[Data for the task]
PR #13709, opened 2026-05-10
[Mailer] Force weekly receipt reports

### LINKED ISSUE #13655: [User Setting] Force "weekly" receipt reminders for everyone
Currently, HCB offers the following options for missing receipt emails
- None
- Weekly
- Monthly

This gives users the impression that they can just set it to "None" and forget about it. ~~We need to remove the None option, and also increase the email frequency at large. Given the ongoing conversations of card locking / missing receipts, we should increase our annoyance first before announcing card locks.~~

- ~~If a user has a missing receipts over 30 days old, they should be getting a daily email with a list of there missing receipts.~~
- Otherwise, they should get a weekly email with a list of there missing receipts. (We should remove the setting entirely).

Luke-Oldenburg:
## Summary of the problem

closes #13655


manuthecoder (changes requested):
lgtm! but make sure you remove the footer in [receipt_report.html.rb](https://github.com/hackclub/hcb/blob/main/app/views/receiptable_mailer/receipt_report.html.erb#L40)

manu-gurudath:
also there's no database migration, should we drop the column now that it's no longer used? a little dead weight we could remove

Luke-Oldenburg:
@manuthecoder we are planning on keeping for now in case we decide to revert.

manuthecoder (approved):
lgtm!

YodaLightsabr (approved):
[/Data for the task]
Locate the word "with" in the records above, and return each line that has it.

_Answer_
- ~~If a user has a missing receipts over 30 days old, they should be getting a daily email with a list of there missing receipts.~~
- Otherwise, they should get a weekly email with a list of there missing receipts. (We should remove the setting entirely).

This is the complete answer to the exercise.